Сначала, издали испугался. Форма то для непросвещённых издали милицейскую напоминала. Особенно белой гимнастёркой.
       – Давай подвезу! – предложил тракторист, после бурной радости по поводу такой, оказавшейся не опасной для него, а, напротив, приятной встречи.
       – Да каким же образом?
       – В прицепе. Не бойся, он чистый. Сено вожу. Так что забирайся.
      Николай потом часто представлял себе картину. Он, в суворовской форме сидит на свежескошенном сене, широко расставив ноги и опершись руками на дно прицепа, чтобы хоть какой-то упор иметь, а трактор мчится, подпрыгивая на колдобинах дороги, полнимая пыль.
      Ну а в деревнях, через которые лежал путь, слух прошёл – милиционер приехал, а, значит, что-то произошло.
      Ехал Николай налегке. Его немногочисленные вещи, да подарки бабушке везли мама с отчимом на машине. Он снова их опередил, потому что поезд, даже пассажирский, шёл гораздо быстрее «Победы».
       В деревне у бабушки он не был два года. Это была особая бабашка. Если точно – она была сестрой родной бабушки, но воспитывала его в те трудные годы, когда родители решали свои «разводные» вопросы. Всё минувшее летом, точнее, время, оставшееся после борьбы с медициной, он провёл у отца на Оке.
       А здесь. И его давние одноклассники, и просто друзья, сельские и городские. Ехал с волнением. Как-то отнесутся? Не будет ли мальчишеской ревности. Даже предпочёл переодеться в доме у бабушки в простенькую летнюю одежду.
      Так ведь сбежались все мальчишки сельские, узнав о его приезде. И уговорили надеть форму и показаться им. Зависти не было. Было что-то другое. Уважение – да. Для них это было что-то из области недоступного.

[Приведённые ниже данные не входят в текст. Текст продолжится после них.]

PR #5198, opened 2022-06-08
Greengrass Implement create_device_definition 

cm-iwata:
Implement these APIs

- create_device_definition
- create_device_definition_version


bblommers (approved):
LGTM! Thanks @cm-iwata

PR #5209, opened 2022-06-09
create_vpc should never create a default vpc

jbmchuck:
The create_vpc call never creates a default VPC in AWS - there is a
separate create_default_vpc call. This removes a behavior by which
previously moto would create a default vpc if no other vpcs exist.


bblommers:
Thanks for this @jbmchuck! This should only be done after we've added the `create_default_vpc`-function is in place - we don't want to be in a situation where it's impossible to create a default VPC.
I should have something ready for this by tomorrow.

Issue #5203, opened 2022-06-08
Ability to tag and remove a tag for an EKS resource


mmerrill3:
This is a feature request to leverage moto for mocking tag functions in the EKS client, including
tag_resource()
untag_resource()
list_tags_for_resource()

According to the latest published dev docs, this is not implemented yet at http://docs.getmoto.org/en/latest/docs/services/eks.html

bblommers:
Thanks for raising this @mmerrill3 - will mark it as an enhancement to add these methods.

If this is something you'd like to tackle yourself, PR's are always welcome!

mmerrill3:
Yeap, I was going to give it a whirl.  You can assign to me.

mmerrill3:
@bblommers could your approve the workflow since its my first contribution to this project?

PR #5215, opened 2022-06-10
feature: tag functions in eks(#5203)

mmerrill3:
Implementation for EKS functions tag_resource, untag_resource, and list_tags_for_resources

Implements #5203 

Signed-off-by: mmerrill3 <jjpaacks@gmail.com>

### DIFF
--- a/moto/eks/models.py
+++ b/moto/eks/models.py
@@ -631,6 +631,78 @@ class EKSBackend(BaseBackend):
         cluster.nodegroup_count -= 1
         return result
 
+    def tag_resource(self, resource_arn, tags):
+        """
+        This function currently will tag an EKS cluster only.  It does not tag a managed node group
+        """
+
+        try:
+            cluster = next(
+                self.clusters[x]
+                for x in self.clusters
+                if self.clusters[x].arn == resource_arn
+            )
+        except StopIteration:
+            # Cluster does not exist.
+            raise ResourceNotFoundException(
+                clusterName=None,
+                nodegroupName=None,
+                fargateProfileName=None,
+                addonName=None,
+                message="An error occurred (NotFoundException) when calling the TagResource operation: Resource was not found",
+            )
+        cluster.tags.update(tags)
+        return ""
+
+    def untag_resource(self, resource_arn, tag_keys):
+        """
+        This function currently will remove tags on an EKS cluster only.  It does not remove tags from a managed node group
+        """
+        if not isinstance(tag_keys, list):
+            tag_keys = [tag_keys]
+
+        try:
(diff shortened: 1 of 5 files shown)


moto/eks/models.py
```diff
@@ -631,6 +631,57 @@ def delete_nodegroup(self, cluster_name, nodegroup_name):
         cluster.nodegroup_count -= 1
         return result
 
+    def tag_resource(self, resource_arn, tags):
+        try:
```
bblommers, line 635: Can we have a docstring here to say that we only support tagging Clusters, and not managed node groups?

moto/eks/models.py
```diff
@@ -631,6 +631,57 @@ def delete_nodegroup(self, cluster_name, nodegroup_name):
...
+                message="An error occurred (NotFoundException) when calling the UntagResource operation: Resource was not found",
+            )
+        for name in tag_keys:
+            if name in cluster.tags:
+                del cluster.tags[name]
+        return ""
+
+    def list_tags_for_resource(self, resource_arn):
+        try:
+            for x in self.clusters:
```
bblommers, line 671: Print-statements should not be in Moto

bblommers (changes requested):
Looks like the linter is failing on a few things as well:
https://github.com/spulec/moto/runs/6838049781?check_suite_focus=true

moto/eks/models.py
mmerrill3: yes, will update, thanks

moto/eks/models.py
mmerrill3: I missed this, will update, thanks

mmerrill3:
@bblommers forgot to install linter on VSC on new mac.  Fixed that.

mmerrill3:
@bblommers ready for review again, thank you for your feedback.

bblommers (changes requested):
Thanks for making the changes @mmerrill3. Looks like it's just the ServerMode tests that are failing now. Looking at the code, I can't immediately see why though - let me know if you want me to do some debugging on this.

mmerrill3:
Hi @bblommers, the server tests are running in the "docker" mode, using the latest tag of the motoserver docker image.  That doesn't have the new URLs from eks/urls.py for tagging.  What normally is the process to update that docker image?  This looks like a chicken/egg problem.

mmerrill3:
@bblommers I updated the urls to point to a specific tags function in the EKSResponse object, like other services have done (mq is one).

bblommers (approved):
Awesome - thanks again for all your work on this @mmerrill3!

      Николай гостил у бабушки почти до конца каникул. Он часто забирался в дальний уголок холодного дома – так называлась часть дома, не отапливаемая и не жилая зимой. Там он садился на скрипучий расшатанный стул, возле старенького расшатанного стола, за которым отец его когда-то, до развода с мамой, отстукивал на пишущей машинке свои труды, и украдкой писал.
       Он писал не роман, как его отец, он писал и не о романе ещё. Он писал о том ещё не осознанном впечатлении, которое оставила встреча с Наташей. Он пытался осознать то, что произошло, именно вот так, с помощью тетрадки и авторучки. Он старался день за днём воспроизвести их прогулки, поездки, купанья. Но главное он старался вспомнить её слова. Он искал в них какой-то затаённый смысл, и ему так теперь не хватало этого маленького озорного чуда, ещё в то время мало понимавшего, что её давний друг Николай когда-то, быть может, даже скоро, стать не только другом.
       Однажды бабушка, случайно наткнувшись на тетрадку, попросила разрешения прочитать. Он, после некоторых колебаний, разрешил, поскольку ничего крамольного там не было, а любовь – он уже начинал понимать, что сама любовь в высшем и трепетном её проявлении далеко не крамольна. Она похвальна даже тогда, когда захватывает в совсем юном возрасте. Лишь бы только она была чиста, лишь бы только не была приземлена и омрачена пошлостью, которая тогда уже начинала прорываться сквозь поистершийся железный занавес из старой протухшей калоши, именуемой Европой, точнее Западной (с ударением на втором слоге) Европы.   
       Бабушка, прочитав дневник, была несказанно рада, что прежнее чувству дружбы к Наташе у него перерастает в другое, более сильное чувство. Но все это было лишь солнечным лучиком, который мелькнёт, бывало, на рассвете серым пасмурным днём, да мелькнёт слишком рано. Закроют его облака, заволокут тучки небесные.